Tudo começou bem no 2° ano da minha licenciatura, particularmente com melhor compreensão da terminologia jurídica. E melhor ainda quando obtive a passagem para o ano imediato, que considero como um “milagre”! Na minha vida, sou mais “cartesiano”, pertenço mais ao sistema de “Descartes”. Segundo as regras de atribuição de bolsas de estudos aos estudantes de mérito, o ministério decidiu atribuir-me uma bolsa de 2.000 francos mensais, com a única obrigação de não perder ano nenhum e manter as minhas notas a uma média superior a 10. Um milagre, repito. Nessa altura, trabalhava como diretor adjunto numa companhia de seguros, na “A Orleanaise”, e o meu salário era de 1.100 francos por mês.

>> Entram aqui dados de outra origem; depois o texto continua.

PR #585, opened 2016-05-06
abe, updated recipe, no fullscreen on startup

Begasus:


korli:
Please bump the revision.

fbrosson:
Haven't tried yet, but I was wondering if this would work:
```
runConfigure --omit-dirs binDir ./configure --bindir=$appsDir/Abe
```
If I'm not mistaken it would allow to drop the call to **`addAppDeskbarSymlink $appsDir/Abe/Abe Abe`** and would produce a cleaner $sppsDir. What do you think?

Begasus:
Bumpt the revision, changed the runConfigure line also (thanks fbrosson!)

PR #588, opened 2016-05-06
sdl2_mixer, updated recipe

Begasus:
Build doesn't work for gcc2 (SDL2_mixer-2.0.1/wavestream.c:94: field `loops' has incomplete type), I don't have the skills to patch this one
Missing libgl as a requirement

### DIFF
--- a/media-libs/sdl2_mixer/sdl2_mixer-2.0.1.recipe
+++ b/media-libs/sdl2_mixer/sdl2_mixer-2.0.1.recipe
@@ -7,14 +7,14 @@ Ogg Vorbis, and SMPEG MP3 libraries."
 HOMEPAGE="http://www.libsdl.org/projects/SDL_mixer/"
 COPYRIGHT="1997-2012 Sam Lantinga"
 LICENSE="Zlib"
-REVISION="1"
+REVISION="2"
 SOURCE_URI="http://www.libsdl.org/projects/SDL_mixer/release/SDL2_mixer-$portVersion.tar.gz"
 CHECKSUM_SHA256="5a24f62a610249d744cbd8d28ee399d8905db7222bf3bdbc8a8b4a76e597695f"
 SOURCE_DIR="SDL2_mixer-$portVersion"
 PATCHES="sdl2_mixer-${portVersion}.patch"
 
-ARCHITECTURES="x86_gcc2 x86 x86_64"
-SECONDARY_ARCHITECTURES="x86_gcc2 x86 x86_64"
+ARCHITECTURES="!x86_gcc2 x86 x86_64"
+SECONDARY_ARCHITECTURES="x86"
 
 PROVIDES="
 	sdl2_mixer$secondaryArchSuffix = $portVersion compat >= 2.0
@@ -23,9 +23,10 @@ PROVIDES="
 	"
 REQUIRES="
 	haiku$secondaryArchSuffix
-	lib:libSDL2_2.0$secondaryArchSuffix
+	lib:libgl$secondaryArchSuffix
+	lib:libsdl2_2.0$secondaryArchSuffix
 	lib:libogg$secondaryArchSuffix
-	lib:libFLAC$secondaryArchSuffix
+	lib:libflac$secondaryArchSuffix
 	lib:libfluidsynth$secondaryArchSuffix
 	lib:libmad$secondaryArchSuffix
 	lib:libvorbis$secondaryArchSuffix
@@ -66,7 +67,7 @@ BUILD_PREREQUIRES="
 
 BUILD()
 {
-	libtoolize --force --copy --install
+	libtoolize -fci
 	aclocal --force --install -I acinclude
 	autoconf
 	runConfigure ./configure


media-libs/sdl2_mixer/sdl2_mixer-2.0.1.recipe
```diff
@@ -23,9 +23,10 @@ PROVIDES="
 	"
 REQUIRES="
 	haiku$secondaryArchSuffix
-	lib:libSDL2_2.0$secondaryArchSuffix
+	lib:libgl$secondaryArchSuffix
+	lib:libsdl2_2.0$secondaryArchSuffix
 	lib:libogg$secondaryArchSuffix
-	lib:libFLAC$secondaryArchSuffix
+	lib:libflac$secondaryArchSuffix
```
fbrosson: Good catch! I had not noticed there was an unaesthetic-only case inconsistency in sdl2_mixer-2.0.1.recipe, **`lib:libFLAC`** in REQUIRES and **`devel:libflac`** in BUILD_REQUIRES.
I noticed, however, that there are aroud 7 recipes with **`lib:libflac`** and around 12 with **`lib:libFLAC`**. Since the name of the lib is libFLAC, wouldn't it be _sligthly_ better to change **`devel:libflac`** into **`devel:libFLAC`** (instead of changing **`lib:libFLAC`** to **`lib:libflac`**) ?
I do understand that all this does not make much difference, but I was wondering if there was a recommended or prefered spelling for **`lib:`** and **`devel:`** items for libs that have uppercase letters in their names.

Begasus: IIRC there was an issue to use lowercase when possible, mixing them up wouldn't be a good idea, the provides is another thing as using the requirements .. or if I'm wrong please correct me (but I've been corrected in the past for this also -- using uppercase, having a clear understanding on what is prefered would be nice :)

fbrosson: Well, in that case I guess you are right (but I can't confirm). Can someone confirm?

scottmc:
I haven't checked lately but years ago there was an issue getting flac to work, and only solution then was to upcase it to libFLAC.  Maybe things have changed since then.  Try testing it.

fbrosson:
OK, thanks @scottmc! I think it works both ways, otherwise we would have noticed something, because among the recipes that need libFLAC 60% have lib:libFLAC and 40% have lib:libflac. But I'll dig this in a few days.

Begasus:
Years ago there was an issue with using uppercase/lowercase, I noticed that when building for instance flac you need to use libFLAC, as a requirement it's ok to use libflac ...

media-libs/sdl2_mixer/sdl2_mixer-2.0.1.recipe
KapiX: I can confirm that there was an issue in Haikuporter that entries in PROVIDES did not get converted to lowercase and those in REQUIRES did (or the other way around, I don't remember), resulting in unresolved dependency to libFLAC. This should be fixed now I think, but I'd prefer if all recipes used lowercase everywhere.

fbrosson:
OK, I see. Thanks!

media-libs/sdl2_mixer/sdl2_mixer-2.0.1.recipe
waddlesplash: > I do understand that all this does not make much difference, but I was wondering if there was a recommended or prefered spelling for lib: and devel: items for libs that have uppercase letters in their names.

HaikuPorter uses lowercase internally, but it's preferable to have it in the recipe the way it is on disk (so libgl is actually -lGL when being passed to GCC, for example, so use libGL.)

waddlesplash:
If there is any difference in PROVIDES/REQUIRES/etc. for FLAC vs flac, that's a bug in HaikuPorter. I patched the first set of case-consistency errors some time ago, if there are more, please report them.

media-libs/sdl2_mixer/sdl2_mixer-2.0.1.recipe
fbrosson: OK, thanks. That's cool!

Begasus:
it builds with either flac or FLAC, so if it's ok to use FLAC as a requirement please give a notice :)

waddlesplash:
Is the library in the filesystem "libFLAC.so" or "libflac.so"? Go with whichever it is.

fbrosson:
In the filesystem it is libFLAC.so. But this uppercase/lowercase issue about the REQUIRES and PROVIDES seems complex.
I've been preparing a few fixes/changes for libxau, libxcb, libx11 and libxpm, and I noticed that using lib:libXau in the PROVIDES of libxau and the same in the REQUIRES of libxcb does not work because haikuporter converts lib:libXau to lib:libxau, so it seems we still need to stick to lowercase names.
I can't explain, however, why lib:libGL only works like that. Well, maybe this is due to the fact that once you remove the "lib" prefix the rest is _all_ uppercase. This is just a speculation, though, because I haven't dug haikuporter enough.

waddlesplash:
> lib:libXau in the PROVIDES of libxau and the same in the REQUIRES of libxcb does not work because haikuporter converts lib:libXau to lib:libxau

It should convert both of those to lowercase. If it doesn't, as stated before, please file a bug report to HaikuPorter with a reproducible testcase.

Assim começaram os meus estudos de advocacia. A partir do 3.° ano, nessa altura, podíamo-nos escrever no curso de preparação para advogado. Fui o que fiz. Transitei para o 4° e passei todas a provas exigidas para exercer a advocacia. Quando fui à secretaria para tratar do último exame, de cultura geral, a Diretora da secretaria, que bem conhecia, diz-me: Carlos dos Reis, para exercer, você deve ter a nacionalidade francesa e ainda não a tem. Um banho de água fria, um terramoto. A minha nacionalidade francesa só a pude obter porque a minha esposa era francesa, dado ter duas crianças, que, segundo o código francês da nacionalidade, eram francesas. Os filhos nascidos de um casal em que um deles é francês, terão todos que ter essa nacionalidade. Julgo importante referir que o governo de França me recusou a naturalização duas vezes, com o argumento da concorrência que poderia fazer aos intelectuais franceses. Nessa altura, ser operário de construção civil era o prevalecente.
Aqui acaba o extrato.